Christian "Kiki" Neiva Afonso (born 10 December 1994) is a Portuguese professional footballer who plays for F.C. Vizela as a left-back.

Club career
Born in the Vila Chã municipality of Esposende, Afonso finished his development at Rio Ave FC. He made his senior debut on 11 May 2013, coming on as a last-minute substitute in a 2–1 home win against Gil Vicente F.C. in the Primeira Liga.

Afonso went back to Portugal following a brief spell in England with Dagenham & Redbridge, going on spend four seasons in the Segunda Liga with Atlético Clube de Portugal, Gil Vicente and S.C. Olhanense.

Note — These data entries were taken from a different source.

PR #1185, opened 2019-11-08
enhancement: add jsx to sourceExts by default

### LINKED ISSUE #191: Renaming App.js to App.jsx fails when running `expo start`
## Description
* `expo start` does not resolve `import App from '../../App'` to `App.jsx`
* When using `expo start`, the root file set in `package.json`'s `main` property is ignored. It seems hard coded to `node_modules/expo/AppEntry.js`

## Expected Behavior

```
expo init jsx-file-test -t blank
cd jsx-file-test
mv App.js App.jsx
expo start
```
and then try visit the app on a device or simulator in order to trigger the JavaScript bundler to build.

Renaming `App.js` to `App.jsx` in order to meet our team coding standards, as files that contain JSX should be named `*.jsx` (specifically eslint, and `"rules": { "react/jsx-filename-extension": [1, {"extensions": [".js", ".jsx"] }]}`)

I expected that it would just work as normal when running `expo start`

## Observed Behavior

At first I got 

```
Unable to resolve "../../App" from "node_modules/expo/AppEntry.js"
```

when running `expo start`. The builder also got stuck at 0%.

## Attempted work around

I tried following the docs.expo.io instructions [What if I want to name my main app file something other than App.js?](https://docs.expo.io/versions/v31.0.0/sdk/register-root-component#what-if-i-want-to-name-my), but creating a main.js as described there, and pointing the `package.json` main property at that main.js file did not change the observed behaviour.

## Environment

```
  Expo CLI 2.4.0 environment info:
    System:
      OS: macOS High Sierra 10.13.6
      Shell: 3.2.57 - /bin/bash
    Binaries:
      Node: 11.2.0 - /usr/local/bin/node
      npm: 6.4.1 - /usr/local/bin/npm
    IDEs:
      Xcode: 10.1/10B61 - /usr/bin/xcodebuild
    npmPackages:
      expo: ^31.0.2 => 31.0.2
      react: 16.5.0 => 16.5.0
      react-native: https://github.com/expo/react-native/archive/sdk-31.0.0.tar.gz => 0.57.1
    npmGlobalPackages:
      expo-cli: 2.4.0

  Diagnostics report:
    https://exp-xde-diagnostics.s3.amazonaws.com/glutnix-b2d01851-bc4d-41b0-af66-ed9604386626.tar.gz
```

## Reproducible Demo

Not hard to reproduce if you follow the basic steps above.

fson:
Adding `jsx` as a source file extension is a reason why some people need to modify the `sourceExts` settings (see #191) 

We might as well add it to the default extensions. (I believe we already do this in the Webpack configuration, so this also makes the Metro config more consistent with web.)

Fixes #191.

### DIFF
--- a/packages/xdl/src/Project.ts
+++ b/packages/xdl/src/Project.ts
@@ -1722,7 +1722,18 @@ export async function startReactNativeServerAsync(
     port: packagerPort,
     customLogReporterPath,
     assetExts: ['ttf'],
-    sourceExts: ['expo.js', 'expo.ts', 'expo.tsx', 'expo.json', 'js', 'json', 'ts', 'tsx'],
+    sourceExts: [
+      'expo.js',
+      'expo.jsx',
+      'expo.ts',
+      'expo.tsx',
+      'expo.json',
+      'js',
+      'jsx',
+      'json',
+      'ts',
+      'tsx',
+    ],
   };
 
   if (options.nonPersistent && Versions.lteSdkVersion(exp, '32.0.0')) {


packages/xdl/src/Project.ts
```diff
@@ -1722,7 +1722,18 @@ export async function startReactNativeServerAsync(
     port: packagerPort,
     customLogReporterPath,
     assetExts: ['ttf'],
-    sourceExts: ['expo.js', 'expo.ts', 'expo.tsx', 'expo.json', 'js', 'json', 'ts', 'tsx'],
```
EvanBacon: Nice job, was planning on unifying these by merging the logic into this one function but couldn't find a way to emulate the ios/android platform extensions like we do on web.
```js
import { getManagedExtensions } from '@expo/config/build/paths';
const sourceExts  = getManagedExtensions([]);
/*
  "expo.ts",
  "expo.tsx",
  "expo.mjs",
  "expo.js",
  "expo.jsx",
  "ts",
  "tsx",
  "mjs",
  "js",
  "jsx",
  "json",
  "wasm",
*/
```

EvanBacon: I'm also thinking this order looks incorrect, will fix.

EvanBacon: Like this https://github.com/expo/expo-cli/pull/1187

EvanBacon:
https://github.com/expo/expo-cli/pull/1219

He scored his first goal as a professional on 18 January 2015, helping the first of those teams defeat the last 3–2.

Afonso returned to the top division in the summer of 2017, but totalled just six league appearances over two seasons for C.D. Feirense and Belenenses SAD. The former club also loaned him to third-tier side F.C. Felgueiras 1932.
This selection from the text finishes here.